INPUT DATA:
PR #9443, opened 2021-12-02
Add support for pending transactions to get_mempool_item_by_tx_id().

rwarren:
The original implementation of `get_mempool_item_by_tx_id()` only gets
transactions that have actually made it into the mempool. Transactions that
have been queued up for the future with `MempoolInclusionStatus.PENDING`
(e.g. those with `ASSERT_HEIGHT_*` conditions) are completely missed by the
function.

Adding the optional `include_pending` argument allows for the retrieval of
these PENDING transactions as well. The default value of `False` ensures that
no old code will have problems.

This change resolves some confusion that can result after pushing a tx with
`push_tx`. It is typical to monitor progress of the transaction by checking
the mempool status with `get_mempool_item_by_tx_id()`... except that PENDING
transactions (that are relegated to `MempoolManager.potential_cache`) were
always reporting back as "not in mempool", even though they are queued up to
potentially enter the mempool in the next round. Code that interpreted "not
in mempool" as a trigger to check `Coin.spent` for included coins to see if
the tx was successful or not would fail in this case. Also worth noting is
that, although `push_tx` returns the `MempoolInclusionStatus` to let you know
that the tx is `PENDING`, there are still timing considerations when polling
to see if the tx is still in the mempool. Detection of mempool presence could
be missed if polling timing is off.  The `include_pending` flag solves all of
these issues since the result can now be interpreted as "waiting for the
mempool to process the tx", whether or not the tx is in the mempool, or
PENDING.

PR #13976, opened 2022-11-22
Add support for pending transactions to `get_mempool_item_by_tx_id()` #9443

wallentx:
Co-Authored-By: @rwarren
Co-Authored-By: @emlowe 

Purpose: This PR is a clone of #9443 that had an unsigned commit

Current Behavior: https://github.com/Chia-Network/chia-blockchain/pull/9443 cannot be merged due to the first commit being unsigned

New Behavior: I took https://patch-diff.githubusercontent.com/raw/Chia-Network/chia-blockchain/pull/9443.diff and applied it on top of `main` in my branch, while also attributing credit to all who contributed in the original PR. There should be no drift in the intended effect of the original PR, and this one.

Breaking changes: None

### DIFF
--- a/chia/full_node/mempool_manager.py
+++ b/chia/full_node/mempool_manager.py
@@ -553,11 +553,17 @@ class MempoolManager:
             return self.mempool.spends[bundle_hash].spend_bundle
         return None
 
-    def get_mempool_item(self, bundle_hash: bytes32) -> Optional[MempoolItem]:
-        """Returns a MempoolItem if it's inside one the mempools"""
-        if bundle_hash in self.mempool.spends:
-            return self.mempool.spends[bundle_hash]
-        return None
+    def get_mempool_item(self, bundle_hash: bytes32, include_pending: bool = False) -> Optional[MempoolItem]:
+        """
+        Returns a MempoolItem if it's inside one the mempools.
+
+        If include_pending is specified, also check the PENDING cache.
+        """
+        item = self.mempool.spends.get(bundle_hash, None)
+        if not item and include_pending:
+            # no async lock needed since we're not mutating the potential_cache
+            item = self.potential_cache._txs.get(bundle_hash, None)
+        return item
 
     async def new_peak(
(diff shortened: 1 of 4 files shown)


chia/full_node/mempool_manager.py
```diff
@@ -553,11 +553,17 @@ def get_spendbundle(self, bundle_hash: bytes32) -> Optional[SpendBundle]:
...
         return None
 
-    def get_mempool_item(self, bundle_hash: bytes32) -> Optional[MempoolItem]:
-        """Returns a MempoolItem if it's inside one the mempools"""
-        if bundle_hash in self.mempool.spends:
-            return self.mempool.spends[bundle_hash]
-        return None
+    def get_mempool_item(self, bundle_hash: bytes32, include_pending: bool = False) -> Optional[MempoolItem]:
+        """
+        Returns a MempoolItem if it's inside one the mempools.
```
arvidn, line 558: I can't parse this sentence. is it supposed to say "inside one *of* the mempools"?
But we only have one mempool, so I still wouldn't know what that means really. presumably "it" refers to the `bundle_hash` we pass in here, right?

arvidn (commented):
looks correct to me (apart from the docstring). Do we have any documentation for our RPCs? If so, I would have expected to see an update to those in this PR as well.

rwarren:
@arvidn  - That bit of the docstring is 100% unchanged from before my original [PR](https://github.com/Chia-Network/chia-blockchain/pull/9443/files) and, as you say, does make no sense.

When I authored the original PR here for the `include_pending` logic, I had explicitly chosen to not change the original docstring (aside from the bit about the new arg) since I didn't want to mix the new feature with a documentation fix, even if required.  Just stuck with what the PR was about.

arvidn (approved):

emlowe (approved):

chia/full_node/mempool_manager.py
wallentx: I've spawned https://github.com/Chia-Network/chia-blockchain/issues/13984 for future cleanup to resolve this convo

PR #13981, opened 2022-11-22
Opt for a function instead of the broke from inner loop pattern

AmineKhaldi:


chia/full_node/mempool_manager.py
```diff
@@ -150,40 +175,16 @@ def always(mm: MempoolManager, mi: MempoolItem) -> bool:
...
         log.info(f"Starting to make block, max cost: {self.constants.MAX_BLOCK_COST_CLVM}")
-        for dic in reversed(self.mempool.sorted_spends.values()):
-            if broke_from_inner_loop:
-                break
-            for item in dic.values():
-                log.info(f"Cumulative cost: {cost_sum}, fee per cost: {item.fee / item.cost}")
-                if (
-                    item.cost + cost_sum <= self.limit_factor * self.constants.MAX_BLOCK_COST_CLVM
-                    and item.fee + fee_sum <= self.constants.MAX_COIN_AMOUNT
-                    and item_inclusion_filter(self, item)
```
arvidn, line 168: I'm pretty sure the inclusion filter is meant to filter out single items, but the way it's used here (and still in the function you factored out) it will abort the whole loop. I believe this is wrong. We need a test for this also.

arvidn: @aqk could you take a look? ^^

AmineKhaldi: @aqk I sent a [fix suggestion](https://github.com/Chia-Network/chia-blockchain/pull/13981/commits/0b64ed4286a5bf2ad7530fba3b1ed7a8aec75475) if you could kindly check. Thanks.

aqk: Thanks - see you in a few mins

aqk: Do you want to merge https://github.com/Chia-Network/chia-blockchain/pull/13981/commits/0b64ed4286a5bf2ad7530fba3b1ed7a8aec75475 first?

aqk: Okay, we decided to put in the small fix first, and do more work on tests on this PR.

arvidn (dismissed):

chia/full_node/mempool_manager.py
AmineKhaldi: PR #13992 ^

chia/full_node/mempool_manager.py
```diff
@@ -173,18 +153,39 @@ def always(mm: MempoolManager, mi: MempoolItem) -> bool:
...
-                    break
-        if len(spend_bundles) > 0:
-            log.info(
-                f"Cumulative cost of block (real cost should be less) {cost_sum}. Proportion "
-                f"full: {cost_sum / self.constants.MAX_BLOCK_COST_CLVM}"
-            )
-            agg = SpendBundle.aggregate(spend_bundles)
-            return agg, additions, removals
-        else:
+                    return (spend_bundles, uint64(cost_sum), additions, removals)
```
arvidn, line 156: this is a nit-pick: if you invert the if-statement and return, you don't need an else-block, and the code on line 150-154 no longer need to be indented. I think code generally reads easier with early-exits and fewer levels of indentation.

chia/full_node/mempool_manager.py
```diff
@@ -173,18 +153,39 @@ def always(mm: MempoolManager, mi: MempoolItem) -> bool:
...
+        return (spend_bundles, uint64(cost_sum), additions, removals)
+
+    async def create_bundle_from_mempool(
```
arvidn, line 159: this function does not need to be `async`. That's an old issue though, so it's probably best to address it separately.

arvidn (dismissed):

arvidn (approved):

PR #13992, opened 2022-11-23
Skip only the item that doesn't satisfy the inclusion filter

AmineKhaldi:


arvidn:
this is a testing feature, and I don't believe this testing feature was mentioned in @aqk's original patch (in the changelog) so I don't think this PR should be part of the changelog either

aqk (approved):
I Agree with Arvid - this codepath is only used in testing, and is not visible to users, so it's not appropriate for the changelog.

arvidn (approved):

PR #13993, opened 2022-11-23
Avoid recomputing additions names

AmineKhaldi:


arvidn (commented):
I don't think the `Dict` property is really necessary. You could just use a `List[Tuple[Bytes32, Coin]]` instead. And I don't see why we would need both `additions_dict` and `additions` either.

But the most important thing; is there a test where we try to add a TX creating a duplicate output? There really needs to be one, to ensure these checks either still work or are redundant.

emlowe:
closing old PR - code has largely moved to chia_rs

WHAT IS NEEDED: Starting at the first line of the entries above, please extract each line up to and including the line with "these PENDING transactions", unchanged, and add nothing.

YOUR RESPONSE:
PR #9443, opened 2021-12-02
Add support for pending transactions to get_mempool_item_by_tx_id().

rwarren:
The original implementation of `get_mempool_item_by_tx_id()` only gets
transactions that have actually made it into the mempool. Transactions that
have been queued up for the future with `MempoolInclusionStatus.PENDING`
(e.g. those with `ASSERT_HEIGHT_*` conditions) are completely missed by the
function.

Adding the optional `include_pending` argument allows for the retrieval of
these PENDING transactions as well. The default value of `False` ensures that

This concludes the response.